Poiché, durante il periodo della globalizzazione, la Cina è stata il partner che ha contribuito a mascherare il declino economico degli Stati Uniti, gli allarmi della guerra egemonica hanno cominciato a suonare solo durante il periodo di Bill Clinton. Ben presto i neoconservatori (un gruppo ideologico che va da Hilary Clinton a Victoria Nuland e suo marito, per il quale non si dovrebbe negoziare con i rivali all’egemonia statunitense; bisognerebbe piuttosto distruggerli) presero il controllo della politica estera statunitense. I rivali hanno anelli deboli ed è lì che devi attaccarli. La Cina ne ha due: il suo principale alleato, la Russia, e Taiwan. La guerra in Ucraina è stata fin dall’inizio una strategia di cambio di regime (non in Ucraina, ma in Russia). L’obiettivo era quello di logorare i leader politici russi (soprattutto Putin), come è stato fatto negli anni ’80, fino a quando non sarebbe arrivato un sosia di Gorbaciov e avrebbe trasformato la Russia in un amico degli Stati Uniti, e quindi in un nemico della Cina, il che avrebbe portato immediatamente alla Il confinamento della Cina in Asia. Come è chiaro oggi, l’obiettivo è fallito, la Russia si è rafforzata e la sua presenza multisecolare in Eurasia si è ampliata ulteriormente. Il popolo martire dell’Ucraina e il popolo dell’Europa, manipolati da una guerra di propaganda senza precedenti, stanno pagando un prezzo elevato per questa strategia. Poiché Volodymyr Zelenskyj sa poco delle relazioni internazionali, non conosceva la frase di Lord Palmerston guardando gli Stati Uniti: “Le nazioni non hanno amici o alleati permanenti; hanno solo interessi permanenti”. Sebbene sia una pura speculazione, se non può essere sostituito, Zelenskyj potrebbe avere un incidente mortale nel prossimo futuro. L’altro anello debole della Cina è Taiwan ed è lì che la guerra di egemonia potrebbe essere combattuta nel modo più violento. Sarà una nuova Ucraina, ma in cui gli Stati Uniti impareranno dagli errori commessi in Europa.

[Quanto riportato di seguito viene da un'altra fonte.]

PR #383, opened 2022-10-12
Ray: add support for git-sync

DavidSpek:
## Summary
Allow for easily adding a git-sync sidecar container for the ray head server to sync in python code that should be executed.

## Test Plan
Local linking.

## Checklist

    - [ ]  inputing secrets
    - [ ]  Azure
    - [ ]  AWS
    - [ ]  GCP

### DIFF
--- a/ray/helm/ray/values.yaml.tpl
+++ b/ray/helm/ray/values.yaml.tpl
@@ -50,3 +50,16 @@ oauth2-proxy:
 users:
 {{ toYaml .Values.users | nindent 2 }}
 {{ end }}
+
+{{- if .Values.gitSync.enabled }}
+gitSync:
+  enabled: true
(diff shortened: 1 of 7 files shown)


ray/helm/ray/values.yaml.tpl
```diff
@@ -50,3 +50,16 @@ oauth2-proxy:
...
 {{ toYaml .Values.users | nindent 2 }}
 {{ end }}
+
+{{- if .Values.gitSync.enabled }}
+gitSync:
+  enabled: true
+  repo: {{ .Values.gitSync.repo }}
+  {{- if .Values.gitSync.password }}
+  password: {{ .Values.gitSync.password }}
+  username: {{ .Values.gitSync.username }}
```
michaeljguarino, line 60: we should default this to the `apiKey` name github users for PATs

PR #632, opened 2025-01-05
feat: use `jiti` to import/resolve modules

danielroe:
### ❓ Type of change

### 📚 Description

this drops a lot of legacy code from `nuxi` that was using cjs utilities to import/resolve paths within nuxt


src/commands/dev.ts
```diff
@@ -48,7 +48,7 @@ const command = defineCommand({
     // Prepare
     overrideEnv('development')
     const cwd = resolve(ctx.args.cwd || ctx.args.rootDir)
-    showVersions(cwd)
+    await showVersions(cwd)
```
pi0, line 51: This was intentionally to block rest of build logic for informational information

PR #640, opened 2025-01-06
perf(module): use native `fetch`

danielroe:
### ❓ Type of change

### 📚 Description

we'll lose the ability to automatically retry fetches, but most functionality of `ofetch` isn't required within `nuxi`

### DIFF
--- a/src/commands/module/_utils.ts
+++ b/src/commands/module/_utils.ts
@@ -1,4 +1,3 @@
-import { $fetch } from 'ofetch'
 import { readPackageJSON } from 'pkg-types'
 import { satisfies, coerce } from 'semver'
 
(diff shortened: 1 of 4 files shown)


src/commands/module/_utils.ts
```diff
@@ -96,9 +95,7 @@ export interface NuxtModule {
 }
 
 export async function fetchModules(): Promise<NuxtModule[]> {
-  const { modules } = await $fetch<NuxtApiModulesResponse>(
-    `https://api.nuxt.com/modules?version=all`,
-  )
+  const { modules } = await fetch('https://api.nuxt.com/modules?version=all').then(r => r.json()) as NuxtApiModulesResponse
```
pi0, line 98: This drops proxy and retry support...

danielroe: can you think of a better approach? this saves us 132kB. I think `retry` isn't really needed, but respecting proxy seems essential to me

pi0: 132kB is %2 (in the next major ofetch/node-fetch-native by dropping Node < 18 the bundle size will be reduced further BTW). 

retry is a good thing (npm/yarn/pnpm has it too). I am hoping in the next iterations of ofetch to implement native fs caching support which contributes to actual runtime performances all this either will be missed for nuxi or has to be rewritten from scratch. Immediately from code above, network error is not handled for example..

Node/undici does not support "system" proxy, it needs a polyfill somewhere which is that bytes.

danielroe: makes sense to me.

handling error would be straightforward, but proxy is key

will continue to look at this

Issue #62, opened 2022-04-04
CLI subcommand support


pi0:
Support `nuxt-` and `nuxi-` external commands same as Nuxt 2. (Current blocker: We need new CLI builder package for shared utils.)

Module builder enhancement: https://github.com/nuxt/module-builder/issues/32

----

References:

- https://github.com/nuxt/rfcs/issues/11
- https://github.com/nuxt/nuxt.js/pull/4314
- Nuxt 2 impl https://github.com/nuxt/nuxt.js/blob/777a4b7f5033c86c37cbd93008f3ca792e4af8bc/packages/cli/src/run.js#L44

PR #644, opened 2025-01-06
feat(subcommand): add subcommand support

danielroe:
### ❓ Type of change

### 📚 Description

resolves https://github.com/nuxt/cli/issues/62

This adds arbitrary CLI subcommand support to `nuxi`. (For example, `@nuxt/module-builder` exposes a `nuxt-module-build` command, which is outdated, as https://github.com/nuxt/module-builder/issues/356 points out.)


src/main.ts
```diff
@@ -1,7 +1,13 @@
+import { resolve } from 'node:path'
+import process from 'node:process'
+
 import { defineCommand } from 'citty'
 import { provider } from 'std-env'
+import { x } from 'tinyexec'
```
pi0, line 6: This import seems could be lazy-loaded to avoid runtime eval overhead unless we hit the fallback

pi0 (approved):
other than comment LGTM.

My main hope in new nuxi with external commands was to avoid executing another process but import citty-compatible modules as command and be able to pass more runtime info but seems far reach today.

danielroe:
oh, that would be nice. I think we can refactor to that as soon as supported. maybe expose a JSON with metadata?

Issue #415, opened 2024-05-20
feat(cleanup): add args to the cleanup command to delete any files


shinGangan:
## 📚 Describe the feature

The cleanup command currently deletes the following directories/files ( https://github.com/nuxt/cli/blob/main/src/utils/nuxt.ts#L18-L30 ) .

- `buildDir`
- `.output`
- `dist`
- `node_modules/.vite`
- `node_modules/.cache

If you want to delete a directory other than the currently specified directory or `node_modules` itself, you have no choice but to rely on the `rimraf` or `rm` command.

I prepare an npm script like below every time.
```json
{
  "scripts": {
    "clean": "rimraf node_modules playground/**/node_modules playground/**/.nuxt",
  }
}
```

Also, in the case of a monorepo configuration using pnpm workspace, `.nuxt`, `node_modules`, and `.output` may not be deleted properly.
Changing `rootDir` option for each directory is a very tedious task.

<br />

Therefore, I would like to add an argument to the `cleanup` command that allows the user to delete arbitrary directories and files.

### Design

An example of usage is as follows.

```sh
npx nuxi@latest cleanup --cleanDir ['.nuxt', 'node_modules']
```

```sh
$ npx nuxi@latest cleanup --help
Clean up generated Nuxt files and caches (nuxi cleanup v3.11.1)                                                          

USAGE nuxi cleanup [OPTIONS] [ROOTDIR]

ARGUMENTS

  ROOTDIR    Root Directory    

OPTIONS

       --cwd    Current working directory
  --logLevel    Log level 
  --cleanDir {any description}
```

shinGangan:
Hi @danielroe , I would appreciate it if you could comment when you have time. 🙏

If there are no problems with the policy, I will start creating PR.

DamianGlowala:
Closing as per the recommendation in https://github.com/nuxt/cli/pull/656#issuecomment-2598180039

PR #656, opened 2025-01-09
feat: additional dirs for cleanDir command

kubicodes:
### ❓ Type of change

### Add custom directory cleanup support to `nuxi cleanup`

This PR adds support for cleaning up custom directories via the `--cleanDir` argument in the `nuxi cleanup` command, as requested in #415.

### Features
- Added `--cleanDir` argument to specify additional directories to clean up
- Supports comma-separated values for cleaning multiple directories in a single command
- Paths are resolved relative to the project root
- Maintains existing functionality for default Nuxt directories

#### Single Directory
```bash
npx nuxi cleanup --cleanDir temp
```

#### Multiple Directories (comma-separated)
```bash
npx nuxi cleanup --cleanDir "temp,cache,build"
```

#### Mixed with Default Cleanup
The command will clean both the specified directories and the default Nuxt directories:
- Custom directories (from --cleanDir)
- buildDir
- .output
- dist
- node_modules/.vite
- node_modules/.cache

### Implementation Details
- Added `cleanDir` argument with `type: 'string'` to support comma-separated values
- Enhanced `cleanupNuxtDirs` to handle custom directories alongside default ones
- All paths are properly resolved relative to the project root
- Whitespace in comma-separated values is automatically trimmed

### DIFF
--- a/src/commands/cleanup.ts
+++ b/src/commands/cleanup.ts
@@ -13,11 +13,21 @@ export default defineCommand({
   args: {
     ...cwdArgs,
     ...legacyRootDirArgs,
+    cleanDir: {
+      type: 'string',
+      required: false,
+      description: 'Additional directories to clean up',
+    },
   },
   async run(ctx) {
     const cwd = resolve(ctx.args.cwd || ctx.args.rootDir)
     const { loadNuxtConfig } = await loadKit(cwd)
     const nuxtOptions = await loadNuxtConfig({ cwd, overrides: { dev: true } })
-    await cleanupNuxtDirs(nuxtOptions.rootDir, nuxtOptions.buildDir)
+
+    const customDirs = ctx.args.cleanDir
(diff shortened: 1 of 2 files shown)


danielroe:
don't worry about the failing test - this is probably an issue with how I've set it up

kubicodes:
Hey @danielroe thanks for the heads up :) do you think this change makes sense and could be included?

kubicodes:
> personally I would prefer to implement something like this in a custom module or postinstall script in a project rather than via a flag. is this really needed that often?
> 
> or, given the context of the [original issue](https://github.com/nuxt/cli/issues/415), maybe there's a bug in cleanup or an opportunity to 'do the right thing' automatically?
> 
> what do you think?

I agree with this. I wouldn't say it's needed often and for now I'll just close the PR :) Thanks for the support and input on this 👍

PR #687, opened 2025-01-17
fix(init,module,upgrade): validate response from `consola.prompt`

danielroe:
### ❓ Type of change

- [ ] 📖 Documentation (updates to the documentation or readme)
- [ ] 🐞 Bug fix (a non-breaking change that fixes an issue)
- [ ] 👌 Enhancement (improving an existing functionality)
- [ ] ✨ New feature (a non-breaking change that adds functionality)
- [ ] 🧹 Chore (updates to the build process or auxiliary tools and libraries)
- [ ] ⚠️ Breaking change (fix or feature that would cause existing functionality to change)

### 📚 Description

`consola.prompt` returns a Symbol when `Ctrl-C` is called - we can't trust the types on this one.

PR #741, opened 2025-02-13
fix(nuxi): return true if adding dependency succeed

atinux:
### ❓ Type of change

### 📚 Description

Right now, when running `npx nuxi@latest module add content`, it only install the dependency but does not add it to the `nuxt.config.ts`

I believe the bug has been introduced by this change: https://github.com/nuxt/cli/pull/687/files#diff-3ac0a0d31e5ed2e2949d42ea2e33d33bf48d9663ae4031a23a2582c31cc4f2af

`nypm` does not return `true` when installing a dependency: https://github.com/unjs/nypm/blob/651ab80c383bd74dde42de06763240e14611473c/src/api.ts#L59C23-L59C36

My changes make sure that we return `true` if `nypm` did not throw any error so it can move to updating the `nuxt.config` file

### DIFF
--- a/packages/nuxi/src/commands/module/add.ts
+++ b/packages/nuxi/src/commands/module/add.ts
@@ -132,18 +132,20 @@ async function addModules(modules: ResolvedModule[], { skipInstall, skipConfig, 
         cwd,
         dev: isDev,
         installPeerDependencies: true,
-      }).catch(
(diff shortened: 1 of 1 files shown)


atinux:
Yes it is! Nice catch @BobbieGoede

PR #742, opened 2025-02-13
feat(init): allow installing modules after clone

### LINKED ISSUE #267: Adding modules when creating the project
### Describe the feature

I was thinking there should be a way to add modules to the project when creating it. Heres an example:

`npx nuxi@latest init project-name -M tailwindcss eslint`

The -M denotes the modules to be installed and added to the Nuxt config.

### Additional information

- [ ] Would you be willing to help implement this feature?
- [ ] Could this feature be implemented as a module?

### Final checks

- [X] Read the [contribution guide](https://nuxt.com/docs/community/contribution).
- [X] Check existing [discussions](https://github.com/nuxt/nuxt/discussions) and [issues](https://github.com/nuxt/nuxt/issues).

kubicodes:
### 🔗 Linked issue
resolves https://github.com/nuxt/cli/issues/267

### ❓ Type of change

### 📚 Description

An additional flag `-M` was added for `nuxi init`  .
It accepts a string of nuxt modules, as an example : `nuxi init -M eslint,tailwind`

### DIFF
--- a/packages/nuxi/src/commands/init.ts
+++ b/packages/nuxi/src/commands/init.ts
@@ -10,6 +10,7 @@ import { installDependencies } from 'nypm'
 import { relative, resolve } from 'pathe'
 import { x } from 'tinyexec'
 
+import { runCommand } from '../run'
 import { logger } from '../utils/logger'
 import { cwdArgs } from './_shared'
 
@@ -73,6 +74,12 @@ export default defineCommand({
     packageManager: {
       type: 'string',
       description: 'Package manager choice (npm, pnpm, yarn, bun)',
+    },
+    modules: {
+      type: 'string',
+      required: false,
+      description: 'Modules to install',
+      alias: 'M',
     },
   },
   async run(ctx) {
@@ -203,6 +210,12 @@ export default defineCommand({
       catch (err) {
         logger.warn(`Failed to initialize git repository: ${err}`)
       }
+    }
+
+    // Add modules when -M flag is provided
+    const modules = !ctx.args.modules ? [] : ctx.args.modules.split(' ').filter(name => !!name)
+    if (modules.length > 0) {
+      await runCommand('module', ['add', ...modules])
     }
 
     // Display next steps
--- a/packages/nuxi/src/commands/init.ts
+++ b/packages/nuxi/src/commands/init.ts
@@ -213,7 +213,7 @@ export default defineCommand({
     }
 
     // Add modules when -M flag is provided
-    const modules = !ctx.args.modules ? [] : ctx.args.modules.split(',').filter(module => !!module.trim())
+    const modules = !ctx.args.modules ? [] : ctx.args.modules.split(',').map(module => module.trim()).filter(Boolean)
     if (modules.length > 0) {
       await runCommand('module', ['add', ...modules])
     }
--- a/packages/nuxi/src/commands/init.ts
+++ b/packages/nuxi/src/commands/init.ts
@@ -78,7 +78,7 @@ export default defineCommand({
     modules: {
       type: 'string',
       required: false,
-      description: 'Modules to install',
+      description: 'Nuxt modules to install (comma separated without spaces)',
       alias: 'M',
     },
   },
@@ -213,7 +213,7 @@ export default defineCommand({
     }
 
     // Add modules when -M flag is provided
-    const modules = !ctx.args.modules ? [] : ctx.args.modules.split(' ').filter(name => !!name)
+    const modules = !ctx.args.modules ? [] : ctx.args.modules.split(',').map(module => module.trim())
     if (modules.length > 0) {
       await runCommand('module', ['add', ...modules])
     }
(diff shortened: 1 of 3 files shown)


packages/nuxi/src/commands/init.ts
```diff
@@ -74,6 +75,12 @@ export default defineCommand({
       type: 'string',
       description: 'Package manager choice (npm, pnpm, yarn, bun)',
     },
+    modules: {
+      type: 'string',
```
kubicodes, line 79: this requires to provide multiple modules in quotes, such as "esllint tailwind". not sure about the user experience here. when providing it as `-M tailwind eslint` it just reads `tailwind` on `ctx.modules` . Does anyone know if it would be possible without the quotes?

danielroe: let's go for a string of modules separated by commas, which will work even without quotes

danielroe:
This looks great - next time you create a PR, would you mind ticking the box to give maintainers the ability to push changes to the PR? 🙏

kubicodes:
> This looks great - next time you create a PR, would you mind ticking the box to give maintainers the ability to push changes to the PR? 🙏

Hey, thanks for the review :) Sure, I think i accidentally removed the tick. If it's necessary I can create a new PR, just lmk 🙏

danielroe:
No worries! I was just going to push:

```ts
const modules = !ctx.args.modules ? [] : ctx.args.modules.split(',').filter(name => !!name.trim())
```

packages/nuxi/src/commands/init.ts
kubicodes: I tried this right now with -M tailwind,eslint and ctx.args.modules is then defined as tailwind, . Am I maybe missing something? 🤔

danielroe: CleanShot 2025-02-13 at 21 51 12@2x

kubicodes: Ah I see the issue now. I tried with spaces to cover the edge case, so my input were:
`-M eslint, tailwind` and `-M eslint,    tailwind` . Whenever there's a space after the comma it automatically trims it and it's not available in the `ctx.args.modules` anymore. 
I just pushed the change for the `trim()` which assumes a comma separated list without spaces. also adjusted the description of the flag to mention that it assumes a comma separated list without spaces.

should we investigate that issue further or is it fine for now?

packages/nuxi/src/commands/init.ts
```diff
@@ -213,7 +213,7 @@ export default defineCommand({
     }
 
     // Add modules when -M flag is provided
-    const modules = !ctx.args.modules ? [] : ctx.args.modules.split(' ').filter(name => !!name)
+    const modules = !ctx.args.modules ? [] : ctx.args.modules.split(',').map(module => module.trim())
```
danielroe, line 216: I think we still need !! because if the user quotes the list, as in `--modules 'test, thing'` they will need to be trimmed

packages/nuxi/src/commands/init.ts
danielroe: It's fine - spaces normally indicate an 'end' of the argument, when used in a CLI context, so this is what I would expect.

packages/nuxi/src/commands/init.ts
kubicodes: I think it would work, because now I'm using a `map` rather than a `filter`. So for example if we have

`"one,     two,     threee"` as input, the `split()` would return `[ 'test', '     thing', '     third' ]` and each of them gets trimmed during the `map`. 

Screenshot 2025-02-13 at 22 09 18

Am I missing something?

danielroe: no, you're quite right - I should have given the example of `--modules test,`

kubicodes: ah amazing, great catch! I removed the `map` now according to https://github.com/nuxt/cli/pull/742#discussion_r1955213279 
and added the `trim` function according to: https://github.com/nuxt/cli/pull/742#issuecomment-2657663792

packages/nuxi/src/commands/init.ts
```diff
@@ -213,7 +213,7 @@ export default defineCommand({
     }
 
     // Add modules when -M flag is provided
-    const modules = !ctx.args.modules ? [] : ctx.args.modules.split(',').map(module => module.trim())
+    const modules = !ctx.args.modules ? [] : ctx.args.modules.split(',').filter(module => !!module.trim())
```
danielroe, line 216: you still need to map, I think, as well as filter

danielroe:
```suggestion
    const modules = !ctx.args.modules ? [] : ctx.args.modules.split(',').map(module => module.trim()).filter(Boolean)
```

kubicodes: good point, I just removed it because we don't expect any spaces between the comma separated values. however we'd still need to cover this case `"   module1,module2` to trim the first value. I commited the suggestion :)

danielroe (approved):
❤️

Issue #697, opened 2025-01-22
Add option to specify version when using `npx nuxi@latest module add`


maximepvrt:
The `npx nuxi@latest module add` command does not currently allow users to specify the version of the module to install.  

I discovered this limitation while trying to update the documentation for Nuxt Content v2. Since the release of Nuxt Content v3 last week, the `npx nuxi@latest module add content` command now installs v3 by default, which is not suitable for projects still using v2 [https://v2.content.nuxt.com/get-started/installation#add-to-a-project](https://v2.content.nuxt.com/get-started/installation#add-to-a-project)

schirrel:
@maximepvrt to install a specific version of a module you will need to use the whole org/plg/version syntax:
- `npx nuxi@latest module add @nuxt/content@2.13.0`

![Image](https://github.com/user-attachments/assets/826121e0-6941-44e5-8388-abcf75630529)

maximepvrt:
@danielroe @schirrel However, it still doesn't work if the full version isn't specified. The commands `npx nuxi@latest module add content@2` and `npx nuxi@latest module add @nuxt/content@2` doesn't run properly.

maximepvrt:
@danielroe can you reopen ?

schirrel:
@maximepvrt @danielroe hang on i think i already know how to fix. Will try to open the PR in around 6 hours

schirrel:
@maximepvrt @danielroe can you guys test the code?
https://github.com/nuxt/cli/pull/803

PR #803, opened 2025-03-19
fix(module): resolve semver module versions

schirrel:
### 🔗 Linked issue

Fix for https://github.com/nuxt/cli/issues/697
### ❓ Type of change

### 📚 Description

The code verify if the `pkgVersion` is only a single number to then perform a search for the highest major version.

Previously PR fix part of the problem but not allow to install full package from a single major version.
This PR enhance the `nuxi module add` to allowing it to find a Nuxt Module full version when only a major is specified.
Without this PR:
Screenshot 2025-03-19 at 17 20 44

With this PR:

Screenshot 2025-03-20 at 06 53 52

Regression:
> default installation not affected
Screenshot 2025-03-19 at 17 19 53

-----------------------------------------------------------------------

### DIFF
--- a/packages/nuxi/src/commands/module/add.ts
+++ b/packages/nuxi/src/commands/module/add.ts
@@ -289,7 +289,7 @@ async function resolveModule(moduleName: string, cwd: string): Promise<ModuleRes
   }
 
   // Fetch package on npm
-  pkgVersion = pkgVersion || 'latest'
+  let version = pkgVersion || 'latest'
   const pkgScope = pkgName.startsWith('@') ? pkgName.split('/')[0]! : null
   const meta: RegistryMeta = await detectNpmRegistry(pkgScope)
   const headers: HeadersInit = {}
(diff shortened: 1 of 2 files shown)


packages/nuxi/src/commands/module/add.ts
```diff
@@ -305,6 +305,11 @@ async function resolveModule(moduleName: string, cwd: string): Promise<ModuleRes
   // check if a dist-tag exists
   pkgVersion = (pkgDetails['dist-tags']?.[pkgVersion] || pkgVersion) as string
 
+  // if a the major version was provided, search for the latest version that starts with that number
+  if (pkgVersion && pkgVersion.length === 1) {
+    pkgVersion = Object.keys(pkgDetails.versions)?.findLast(version => version.startsWith(pkgVersion as string)) || pkgVersion
```
danielroe, line 310: can we use `semver`'s `satisfies` so we support any version range?

maximepvrt:
Awesome, I just tested it, but it doesn't work with minor versions:  `nuxi module add @nuxt/content@2.13`

packages/nuxi/src/commands/module/add.ts
schirrel: For sure Dan, working on it

schirrel: Fixed [c734d48](https://github.com/nuxt/cli/pull/803/commits/c734d48482935e3de64cc3e603c1a311344fabf9)

schirrel:
@maximepvrt @danielroe all set and done guys 🙏🏻

packages/nuxi/src/commands/module/add.ts
```diff
@@ -305,6 +305,11 @@ async function resolveModule(moduleName: string, cwd: string): Promise<ModuleRes
   // check if a dist-tag exists
   pkgVersion = (pkgDetails['dist-tags']?.[pkgVersion] || pkgVersion) as string
 
+  // if not a full x.y.z version is provided, search for the latest version that starts with that version
+  if (pkgVersion && pkgVersion.split('.').length < 3) {
+    pkgVersion = Object.keys(pkgDetails.versions)?.findLast(version => version.startsWith(pkgVersion as string)) || pkgVersion
```
danielroe, line 310: would you use `satisfies` from `semver? 🙏

danielroe (approved):
this looks good to me! let me know if I've missed something in your implementation when porting it to use `semver` ranges 🙏

schirrel:
@danielroe sure, i was making some experiments on using semver lib but could not finish that, as soon as i can i will update that.
Thanks

danielroe:
no worries! i pushed directly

Poiché i padroni della storia disprezzano l’impertinenza di questo loro servitore, non hanno previsto la resistenza anticoloniale del popolo palestinese, guidato questa volta da Hamas. La guerra di Israele contro la Palestina è qualitativamente diversa dalla guerra della Russia contro l’Ucraina per tre ragioni principali. Innanzitutto, la prima è una guerra coloniale di sterminio, la seconda è una guerra di contenimento. In secondo luogo, gli Stati Uniti non sono un alleato di Israele; gli Stati Uniti sono Israele, perché la lobby filo-israeliana controlla sia la politica interna che quella estera degli Stati Uniti. Inoltre, la guerra di Israele, lungi dall’essere una perversione del mondo occidentale, ne è lo specchio più crudele e affidabile: una civiltà che dal XVI secolo ha creato e celebrato l’umanità, disumanizzandone la maggior parte. In terzo luogo, dall’altra parte ci sono i perdenti storici dell’espansionismo europeo, il mondo islamico. In questo caso la possibilità di un’escalation globale della guerra è qualitativamente molto maggiore. Da qui il disinvestimento immediato in Ucraina. Anche in Medio Oriente i neoconservatori cercheranno di trovare l’anello debole delle alleanze cinesi. Questo collegamento è senza dubbio l’Iran. Probabilmente sarà il prossimo obiettivo.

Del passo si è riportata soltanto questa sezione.